- _What is required_
The exercise asks you to copy every line below in which "blob" appears.

[Stored data]
Issue #2411, opened 2025-06-12
macos: Wrong usage of MACOSX_RPATH (when using -DFAST_BUILD=OFF)


Mizux:
In your CMake based build, `MACOSX_RPATH` is wrongly used here:
https://github.com/ERGO-Code/HiGHS/blob/364c83a51e44ba6c27def9c8fc1a49b1daf5ad5c/highs/CMakeLists.txt#L46

note: Spotted in https://github.com/google/or-tools/issues/4674#issuecomment-2963390936

## Protocol

```sh
cmake -S. -Bbuild -DFAST_BUILD=OFF
cmake --build build --config Release -j8
# Check path inside the shared library
otool -L build/lib/libhighs.dylib  
```

## Observed

```
build/lib/libhighs.dylib:
**/Users/corentinl/work/HiGHS/build/lib/libhighs.1.11.dylib (compatibility version 1.11.0, current version 1.11.0)**
/usr/lib/libz.1.dylib (compatibility version 1.0.0, current version 1.2.12)
/usr/lib/libc++.1.dylib (compatibility version 1.0.0, current version 1900.180.0)
/usr/lib/libSystem.B.dylib (compatibility version 1.0.0, current version 1351.0.0)
```

## Expected

```
**@rpath/libhighs.1.11.dylib (compatibility version 1.11.0, current version 1.11.0)**
```

## Explanation

1. `MACOS_RPATH` is a boolean property which must be set to `TRUE` or `FALSE`
   If TRUE, the default, cmake will use @rpath as directory portion (aka prefix) of the  install_name (otool LC_ID_DYLIB)
   note: CMP0042 set it to TRUE by default
2. Here, They are storing a "path" (i.e. a `string`) into a variable which should be use to store `TRUE` or `FALSE` and CMake `if(string)` is always evaluated to `FALSE` (unless store a "TRUE" constant which is not the case here) leading to **NOT** using `@rpath` directory prefix...
3. Your projects already use `set(CMAKE_MACOSX_RPATH TRUE)` in root CMakeLists.txt, which already set  `MACOS_RPATH` to `TRUE`, so you should just stop playing with `MACOSX_RPATH` *Target* property imho...
4. To change the runpath (otool LC_RPATH) (e.g. to set it to @loader_path) you must use the INSTALL_RPATH property.

ref:
ref: https://cmake.org/cmake/help/latest/command/if.html#string
[...]

PR #2412, opened 2025-06-12
Fix MACOSX_RPATH usage (#2411)

Mizux:


Mizux:
> Thanks. 
> 
> The formatting changes are a distraction: am I right in thinking that the only meaningful change is in line 46 of highs/CMakeLists.txt?
> 
> Please submit PRs to `latest`, not `master`

Yes, that's why I've sent two commits.
Note: my vim setup automatically trims trailing whitespace upon saving....

Granted for latest branch ! Currently commuting -> AFK

jajhall:
@galabovaa is away this week, so her review won't be until next week at the earliest

galabovaa:
Great, thank you @Mizux! I had not changed the rpath settings of FAST_BUILD OFF. Over time, we should migrate the use cases to use FAST_BUILD on, which may require some more CMake edits. It was a variable I used for updating CMake without breaking any applications.

Issue #2423, opened 2025-06-19
Wrong assertion in HighsSparseMatrix::getCol


samiran-kawtikwar:
The assertion check at: https://github.com/ERGO-Code/HiGHS/blob/364c83a51e44ba6c27def9c8fc1a49b1daf5ad5c/highs/util/HighsSparseMatrix.cpp#L530
should be `assert(iCol >= 0 && iCol < this->num_col_)` (instead of num_row_)

Tagging @galabovaa as mentioned in Contributing instructions

jajhall:
Well spotted! Thanks

jajhall:
Closed by #2425

PR #2425, opened 2025-06-20
Fixed one-line error

jajhall:
Fixes a simple 1-line error


jajhall:
This will close #2423

odow:
Does this indicate that we're missing a lot of tests for this area of the code? I guess all the JuMP tests query row-wise, not col-wise.

PR #2426, opened 2025-06-23
Simplify some for loops (part 1)

fwesselm:
Some of the raw `for` loops can be simplified by rewriting them as ranged-based `for` loops. This does not affect behavior, but simplifies the code and makes it more readable.

### DIFF
--- a/highs/io/HMpsFF.cpp
+++ b/highs/io/HMpsFF.cpp
@@ -108,8 +108,8 @@ FreeFormatParserReturnCode HMpsFF::loadProblem(
 
   // Only set up lp.integrality_ if non-continuous
   bool is_mip = false;
-  for (const auto& integrality : col_integrality) {
-    if (integrality != HighsVarType::kContinuous) {
+  for (const auto& var_type : col_integrality) {
+    if (var_type != HighsVarType::kContinuous) {
       is_mip = true;
       break;
     }


jajhall (approved):
It's a matter of opinion whether these changes simplify the code, as it's a loop syntax I don't fully understand. Whilst it uses fewer characters, what's being executed is less transparent. I've also found it frustrating when I've been debugging code written this way. It's fair to say that I won't be adopting this style. 

However, if you're confident that you've not introduced any errors in making cosmetic changes, I won't veto the PR

fwesselm:
Range-based for loop syntax is described here, for example:

https://en.cppreference.com/w/cpp/language/range-for.html

jajhall:
> Range-based for loop syntax is described here, for example:
>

- _Completed task_
https://github.com/ERGO-Code/HiGHS/blob/364c83a51e44ba6c27def9c8fc1a49b1daf5ad5c/highs/CMakeLists.txt#L46
The assertion check at: https://github.com/ERGO-Code/HiGHS/blob/364c83a51e44ba6c27def9c8fc1a49b1daf5ad5c/highs/util/HighsSparseMatrix.cpp#L530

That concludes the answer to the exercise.